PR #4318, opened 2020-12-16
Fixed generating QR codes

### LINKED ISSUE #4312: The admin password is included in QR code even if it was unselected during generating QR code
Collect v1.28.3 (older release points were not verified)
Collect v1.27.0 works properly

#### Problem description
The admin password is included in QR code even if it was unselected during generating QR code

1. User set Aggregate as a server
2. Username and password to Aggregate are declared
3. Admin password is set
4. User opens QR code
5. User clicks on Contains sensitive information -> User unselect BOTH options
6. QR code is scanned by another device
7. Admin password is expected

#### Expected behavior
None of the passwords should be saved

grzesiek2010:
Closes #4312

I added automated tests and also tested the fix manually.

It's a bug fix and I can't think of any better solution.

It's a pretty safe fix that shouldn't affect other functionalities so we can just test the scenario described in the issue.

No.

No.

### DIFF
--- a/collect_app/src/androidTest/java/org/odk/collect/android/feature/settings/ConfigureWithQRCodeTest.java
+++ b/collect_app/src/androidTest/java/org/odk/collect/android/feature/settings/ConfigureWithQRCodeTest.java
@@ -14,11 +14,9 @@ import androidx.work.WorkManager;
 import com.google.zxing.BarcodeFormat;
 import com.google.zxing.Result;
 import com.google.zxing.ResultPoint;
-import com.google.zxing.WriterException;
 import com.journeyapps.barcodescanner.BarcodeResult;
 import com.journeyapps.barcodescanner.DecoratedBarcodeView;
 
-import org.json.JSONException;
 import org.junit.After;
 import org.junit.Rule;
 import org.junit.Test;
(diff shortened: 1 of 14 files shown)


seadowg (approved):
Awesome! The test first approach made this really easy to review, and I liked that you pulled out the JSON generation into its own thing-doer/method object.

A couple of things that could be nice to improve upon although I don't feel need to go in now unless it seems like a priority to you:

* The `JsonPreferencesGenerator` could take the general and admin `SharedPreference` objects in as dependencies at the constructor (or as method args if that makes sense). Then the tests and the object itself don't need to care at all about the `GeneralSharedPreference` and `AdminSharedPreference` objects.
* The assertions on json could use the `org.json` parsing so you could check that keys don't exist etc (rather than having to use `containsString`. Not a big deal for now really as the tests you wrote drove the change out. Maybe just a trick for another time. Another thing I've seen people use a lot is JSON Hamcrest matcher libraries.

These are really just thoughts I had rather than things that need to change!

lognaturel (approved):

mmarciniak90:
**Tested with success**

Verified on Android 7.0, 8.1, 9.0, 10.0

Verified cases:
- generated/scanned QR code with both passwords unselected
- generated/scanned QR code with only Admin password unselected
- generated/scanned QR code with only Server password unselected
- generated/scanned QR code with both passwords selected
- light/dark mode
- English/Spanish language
-- -- --
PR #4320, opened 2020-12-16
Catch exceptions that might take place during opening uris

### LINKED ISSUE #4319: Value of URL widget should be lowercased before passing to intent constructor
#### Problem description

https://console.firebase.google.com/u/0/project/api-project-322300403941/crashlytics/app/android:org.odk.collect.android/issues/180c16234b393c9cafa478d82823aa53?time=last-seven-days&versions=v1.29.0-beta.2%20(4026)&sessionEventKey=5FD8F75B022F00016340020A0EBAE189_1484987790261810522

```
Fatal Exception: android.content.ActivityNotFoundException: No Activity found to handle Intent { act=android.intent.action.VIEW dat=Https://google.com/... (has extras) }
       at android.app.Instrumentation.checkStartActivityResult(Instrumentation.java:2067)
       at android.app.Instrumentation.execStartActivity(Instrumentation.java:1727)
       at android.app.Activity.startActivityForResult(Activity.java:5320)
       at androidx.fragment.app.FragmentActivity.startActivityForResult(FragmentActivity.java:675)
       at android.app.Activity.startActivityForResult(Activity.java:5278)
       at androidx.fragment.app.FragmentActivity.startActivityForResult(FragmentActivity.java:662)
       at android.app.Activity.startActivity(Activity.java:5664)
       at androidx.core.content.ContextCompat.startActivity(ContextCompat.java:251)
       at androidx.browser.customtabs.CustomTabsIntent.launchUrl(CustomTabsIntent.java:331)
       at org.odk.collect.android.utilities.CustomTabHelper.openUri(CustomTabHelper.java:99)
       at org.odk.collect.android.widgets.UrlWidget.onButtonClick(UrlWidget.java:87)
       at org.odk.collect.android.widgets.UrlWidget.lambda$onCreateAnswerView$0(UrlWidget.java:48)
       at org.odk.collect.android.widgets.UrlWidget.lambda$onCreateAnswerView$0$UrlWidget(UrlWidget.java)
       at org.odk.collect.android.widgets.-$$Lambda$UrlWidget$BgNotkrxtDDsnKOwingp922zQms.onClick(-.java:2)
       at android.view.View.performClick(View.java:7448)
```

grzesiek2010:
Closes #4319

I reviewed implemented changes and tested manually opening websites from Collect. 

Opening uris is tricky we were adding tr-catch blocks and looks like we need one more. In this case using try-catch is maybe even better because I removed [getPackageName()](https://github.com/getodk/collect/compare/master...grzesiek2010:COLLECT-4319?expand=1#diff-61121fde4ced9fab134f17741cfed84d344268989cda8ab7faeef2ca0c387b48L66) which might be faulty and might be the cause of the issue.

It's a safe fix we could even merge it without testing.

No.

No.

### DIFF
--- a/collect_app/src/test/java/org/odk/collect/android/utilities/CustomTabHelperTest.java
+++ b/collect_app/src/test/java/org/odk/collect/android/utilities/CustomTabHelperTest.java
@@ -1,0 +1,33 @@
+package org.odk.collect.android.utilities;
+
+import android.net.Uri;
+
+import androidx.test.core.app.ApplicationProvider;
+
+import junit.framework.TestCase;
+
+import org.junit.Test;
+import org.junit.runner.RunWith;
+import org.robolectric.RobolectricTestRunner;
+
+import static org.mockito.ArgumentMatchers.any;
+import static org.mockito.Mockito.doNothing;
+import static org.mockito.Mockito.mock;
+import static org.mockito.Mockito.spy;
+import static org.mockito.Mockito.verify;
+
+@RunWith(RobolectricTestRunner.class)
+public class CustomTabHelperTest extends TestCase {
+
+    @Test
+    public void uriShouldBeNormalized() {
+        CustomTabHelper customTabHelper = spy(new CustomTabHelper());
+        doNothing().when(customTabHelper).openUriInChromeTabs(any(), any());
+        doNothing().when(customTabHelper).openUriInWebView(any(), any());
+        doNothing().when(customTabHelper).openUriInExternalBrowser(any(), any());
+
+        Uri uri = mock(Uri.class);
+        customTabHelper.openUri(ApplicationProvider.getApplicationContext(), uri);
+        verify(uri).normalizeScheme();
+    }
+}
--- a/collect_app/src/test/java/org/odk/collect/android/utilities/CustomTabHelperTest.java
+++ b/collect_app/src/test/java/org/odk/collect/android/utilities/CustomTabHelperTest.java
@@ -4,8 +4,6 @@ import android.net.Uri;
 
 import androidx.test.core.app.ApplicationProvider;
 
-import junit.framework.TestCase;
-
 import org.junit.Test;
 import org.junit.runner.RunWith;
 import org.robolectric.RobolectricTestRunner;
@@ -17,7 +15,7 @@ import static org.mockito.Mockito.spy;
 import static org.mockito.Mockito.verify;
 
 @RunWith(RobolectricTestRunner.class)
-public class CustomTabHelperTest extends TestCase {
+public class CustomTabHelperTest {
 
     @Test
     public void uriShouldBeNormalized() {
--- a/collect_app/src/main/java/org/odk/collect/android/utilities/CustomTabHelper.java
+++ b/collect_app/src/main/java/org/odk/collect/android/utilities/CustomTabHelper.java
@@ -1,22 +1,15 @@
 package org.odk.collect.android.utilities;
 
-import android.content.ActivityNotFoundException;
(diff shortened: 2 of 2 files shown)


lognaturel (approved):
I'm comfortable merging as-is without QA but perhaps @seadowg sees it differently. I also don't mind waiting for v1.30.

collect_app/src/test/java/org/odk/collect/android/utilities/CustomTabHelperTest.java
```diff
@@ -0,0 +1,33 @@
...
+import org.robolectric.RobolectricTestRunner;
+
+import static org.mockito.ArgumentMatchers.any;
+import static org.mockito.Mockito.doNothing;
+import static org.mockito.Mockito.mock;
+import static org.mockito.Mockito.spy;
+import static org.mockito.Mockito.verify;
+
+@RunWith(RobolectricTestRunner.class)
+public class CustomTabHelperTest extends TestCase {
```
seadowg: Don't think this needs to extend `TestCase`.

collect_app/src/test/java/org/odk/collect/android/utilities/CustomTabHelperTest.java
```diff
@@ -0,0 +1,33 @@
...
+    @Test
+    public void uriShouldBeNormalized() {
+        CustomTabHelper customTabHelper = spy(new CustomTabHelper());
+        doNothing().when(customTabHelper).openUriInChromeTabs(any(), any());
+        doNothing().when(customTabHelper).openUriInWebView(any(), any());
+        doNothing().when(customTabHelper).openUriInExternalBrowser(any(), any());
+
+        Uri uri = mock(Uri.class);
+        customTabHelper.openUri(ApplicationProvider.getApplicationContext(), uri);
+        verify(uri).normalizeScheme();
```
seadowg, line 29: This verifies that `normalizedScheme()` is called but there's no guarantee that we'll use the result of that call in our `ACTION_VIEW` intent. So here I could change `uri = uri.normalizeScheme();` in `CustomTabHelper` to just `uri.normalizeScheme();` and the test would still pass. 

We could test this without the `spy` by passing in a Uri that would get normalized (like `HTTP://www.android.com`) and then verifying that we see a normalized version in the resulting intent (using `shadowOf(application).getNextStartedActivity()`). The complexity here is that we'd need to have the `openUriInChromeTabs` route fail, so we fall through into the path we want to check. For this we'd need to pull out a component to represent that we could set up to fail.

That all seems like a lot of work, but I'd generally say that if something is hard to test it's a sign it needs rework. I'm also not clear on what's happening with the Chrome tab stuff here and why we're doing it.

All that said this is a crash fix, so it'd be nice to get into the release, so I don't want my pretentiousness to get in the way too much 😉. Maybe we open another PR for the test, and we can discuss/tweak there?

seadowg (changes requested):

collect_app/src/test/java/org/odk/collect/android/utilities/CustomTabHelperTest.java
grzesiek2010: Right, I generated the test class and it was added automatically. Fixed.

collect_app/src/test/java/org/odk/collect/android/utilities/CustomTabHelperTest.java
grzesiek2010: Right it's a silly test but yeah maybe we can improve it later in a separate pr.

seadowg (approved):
-- -- --
Everything from the line with "Closes #4319" through the line with "I reviewed implemented" should be written out exactly as it appears above, end lines included, and nothing outside that range.

Closes #4319

I reviewed implemented changes and tested manually opening websites from Collect. 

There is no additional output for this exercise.